If $(a_n) \rightarrow \infty$ and $(b_n)$ be s.t. inf{bn:n∈N}=L>0. Prove that $\lim_{n\rightarrow\infty}a_n \cdot b_n = \infty$

Question

Let $(a_n)$ and $(b_n)$ be real sequences such that $\lim_{n \rightarrow \infty} a_n = \infty$ and $\inf \{b_n \colon n \in \mathbb{N}\}=L>0$. Show that $\lim_{n \rightarrow \infty} a_nb_n=\infty$.

I know by definition that for every $K>0$, we can find $n_0 \in \mathbb{N}$ such that if $n\geq n_0$ then $a_n\geq K$. And it is given $\inf \{b_n \colon n \in \mathbb{N}\}=L>0$, thus implying that $(b_n)$ is non-negative.
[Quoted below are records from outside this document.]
PR #22530, opened 2024-06-05
fix: fix bug load jsonl with JSONLoader

pphuc25:
- [ x] **PR title**: "community: fix bug cannot load jsonl file with JSONLoader"

- [ x] **PR message**: ***Delete this entire checklist*** and replace with
    - **Description:** I changed the way of reading file JSONL, in which a not line by line file can also be read
    - **Issue:** JSONDecodeError: Expecting value: line 1 column 1 (char 0), when loading JSON

I would like to cc @efriis and @vbarda to review my PR

### DIFF
--- a/libs/community/langchain_community/document_loaders/json_loader.py
+++ b/libs/community/langchain_community/document_loaders/json_loader.py
@@ -71,21 +71,20 @@ class JSONLoader(BaseLoader):
         """Load and return documents from the JSON file."""
         index = 0
         if self._json_lines:
-            with self.file_path.open(encoding="utf-8") as f:
-                for line in f:
-                    line = line.strip()
-                    if line:
-                        for doc in self._parse(line, index):
-                            yield doc
-                            index += 1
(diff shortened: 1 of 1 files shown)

How can I show the $\lim_{n \rightarrow \infty} a_nb_n$ diverges to infinity?

I thought of doing by trying to show that $\forall M > 0$, one can find a $n_0$ such that if $n\geq n_0$ then $a_n b_n > M$. This $n_0$ exists because $b_n$ is non-negative and $a_n \rightarrow \infty$. But how can I properly show this passage?

Thank you.

Answer 1

Hint :

Write $$a_n b_n \geq a_n L$$

(is is true for all $n$ ?), and then, let $n$ tend to $+\infty$.

Answer 2

Since $\inf\{b_n\}=L>0$, for each $n$ we have $b_n\ge L$.
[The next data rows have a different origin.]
PR #22531, opened 2024-06-05
community[patch]: improve test setup to accurately test filtering of labels in neo4j

leila-messallem:
**Description:** This PR addresses an issue with an existing test that was not effectively testing the intended functionality. The previous test setup did not adequately validate the filtering of the labels in neo4j, because the nodes and relationship in the test data did not have any properties set. Without properties these labels would not have been returned, regardless of the filtering.


libs/community/tests/integration_tests/graphs/test_neo4j.py
```diff
@@ -266,12 +266,17 @@ def test_neo4j_filtering_labels() -> None:
     # Remove all constraints
     graph.query("CALL apoc.schema.assert({}, {})")
     graph.query(
-        "CREATE (:`_Bloom_Scene_`)-[:_Bloom_HAS_SCENE_]->(:`_Bloom_Perspective_`)"
+        """
+        CREATE (:_Bloom_Scene_{property_a: 'a'})
+        -[:_Bloom_HAS_SCENE_{property_b: 'b'}]
```
oskarhane, line 271: I think we want to add a space between the label/type and the property map for clarity (and I'm actually surprised this works).

```suggestion
        CREATE (:_Bloom_Scene_ {property_a: 'a'})
        -[:_Bloom_HAS_SCENE_ {property_b: 'b'}]
```

oskarhane (approved):
LGTM

PR #22555, opened 2024-06-05
community: support Databricks Unity Catalog functions as LangChain tools

mengxr:
This PR adds support for using Databricks Unity Catalog functions as LangChain tools, which runs inside a Databricks SQL warehouse.

* An example notebook is provided.


libs/community/langchain_community/tools/databricks/tool.py
```diff
@@ -0,0 +1,230 @@
...
+    def __init__(
+        self,
+        function_name: str,
+        warehouse_id: str,
+        workspace_client: Optional[WorkspaceClient] = None,
+        **kwargs: Any,
+    ):
+        if workspace_client is None:
+            workspace_client = WorkspaceClient()
+        function = workspace_client.functions.get(function_name)
```
efriis, line 139: Can we move this loading logic into the `UCFunctionTools.get_tool` factory function and make the init method just a setter?

efriis: I would also be supportive of not implementing `UCFunctionTool` as a class and instead having it be a function that returns `Tool(...)` e.g. https://github.com/langchain-ai/langchain/blob/master/libs/community/langchain_community/agent_toolkits/load_tools.py#L180

I think having a single entry point of UCFunctionTools is more intuitive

Now, let $K>0$ be arbitrary. Then there exists a $N\in\mathbb N$ such that for each $n>N$, $a_n>K/L$. Then $a_nb_n\ge a_n\cdot L>K$.

Answer 3

If $a_n\rightarrow\infty$, then $a_n > 0$ for all sufficiently large $n$. Then, $a_nb_n > L\cdot a_n$ for all sufficiently large $n$. The result follows.